Saadia Afridi (DC5) presented her paper “Unveiling the Impact of Drone Noise on Wildlife: A Crucial Research Imperative“. Her comprehensive literature review revealed significant gaps in understanding how drone noise affects wildlife behaviour and ecosystems. Highlights from her research include:
- Wildlife Impacts: Drone noise induces stress, disrupts communication, and leads to habitat avoidance in various species.
- Innovative Solutions: Proposing quieter drones and biomimetic designs to minimise disruptions.
- Ethical Considerations: Emphasising value-sensitive design principles to align technological advancements with wildlife conservation goals.
- Future Directions: Advocating for global collaboration and standardised testing frameworks to guide responsible drone use in wildlife research and conservation.
Edouard Rolland (DC6) discussed his paper “Autonomous UAV Volcanic Plume Sampling Based on Machine Vision and Path Planning,” which originated from his master’s thesis project at the University of Bristol.
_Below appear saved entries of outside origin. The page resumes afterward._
Issue #494, opened 2023-02-16
[TASK] Verify and Filter incoming messages at the `StateMachineWrapper` level


shekohex:
**Task summary**

We do see a lot of `MsgOverwrite` errors in our Async Protocol, so we suspect it is an issue that one peer sends us the same message twice. once the inner state machine receives the same message twice, it bails and returns the error [here](https://github.com/ZenGo-X/round-based-protocol/blob/959126f9f6edce16d4ee95954091b93e33a83140/src/containers/broadcast.rs#L129-L131).

One possible solution is the following:

1. We check and filter out the messages if we have seen it before.
2. We do match over the error inside [`AsyncPorotocl`](https://github.com/ZenGo-X/round-based-protocol/blob/959126f9f6edce16d4ee95954091b93e33a83140/src/async_runtime/mod.rs#L52) and inside the method [`new_inner`](https://github.com/webb-tools/dkg-substrate/blob/22084634b91a6e92c3b55e432e1bdea8fedf8fc7/dkg-gadget/src/async_protocols/mod.rs#L271-L281) and if we found `MsgOverwrite` error, we skip and do not finish the state machine.

**Other information and links**

PR #495, opened 2023-02-16
Handle Critical and Non-Critical Errors in the Async Protocol 

shekohex:
**Summary of changes**
- previously, we handled all the async protocol errors are critical errors, but now we differentiate between critical and non critical errors.  

Related to #494

### DIFF
--- a/Cargo.lock
+++ b/Cargo.lock
@@ -5216,7 +5216,7 @@ dependencies = [
 [[package]]
 name = "multi-party-ecdsa"
 version = "0.8.2"
-source = "git+https://github.com/webb-tools/multi-party-ecdsa.git#574b863105e9c0bd796c866057764e0e55a49d54"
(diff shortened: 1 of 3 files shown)


drewstone:
To that extent, we could even filter for the specific errors we believe are not critical @shekohex such as the `MsgOverwrite` and `ReceivedOutOfOrderMessage` until we get something pushed upstream. If that fixes our issues then even better, we'd know that they are not critical and can push that change upstream in a PR and update accordingly.

shekohex:
> To that extent, we could even filter for the specific errors we believe are not critical @shekohex such as the `MsgOverwrite` and `ReceivedOutOfOrderMessage` until we get something pushed upstream. If that fixes our issues then even better, we'd know that they are not critical and can push that change upstream in a PR and update accordingly.

Yes, the PR for that already up here: https://github.com/webb-tools/multi-party-ecdsa/pull/11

His key contributions include:
- Machine Vision Model: Development of a YOLOv8 object detection model with an average precision of 90.7%.
- Path Planning Algorithm: Generating sampling trajectories for dual interceptions of volcanic eruptions.
- Simulation Validation: Validating the methodology through software-in-the-loop simulations.
This research advances UAV autonomy in volcanic plume sampling, reducing pilot cognitive load and improving the robustness of in-situ measurements.
Guy Maalouf presented his paper, “Airspace Situational Awareness: Proposed Airspace Safety Concepts & State-of-the-art Review of UAS Aircraft Detection Technologies.” Where he introduced two new concepts: System Configurations and Operational Classes.
System Configurations can be further divided into:
- Data Systems: Network Data System (broad communication via the internet) and Direct Data System (direct communication between users).
- Decision-Making Frameworks: Centralised Decision Making (single entity) versus Decentralised Decision Making (autonomous decisions by each UAS).
Operational Classes encompasses:
- High-Density Airspace: Urban areas with high traffic volumes requiring advanced safety systems.
- Area-Specific Operation: Low traffic density regions necessitating tailored safety measures.
- Low-Density Airspace: Minimal traffic areas prioritising cost-effective safety solutions.
The key insight is that airspace situational awareness requires segmenting the problem into discrete operational classes and selecting optimal system configurations for each.
During the conference, our DCs engaged in extensive networking activities, meeting professionals from various backgrounds. They also had the opportunity to introduce the WildDrone network, which garnered significant interest, paving the way for potential future collaborations.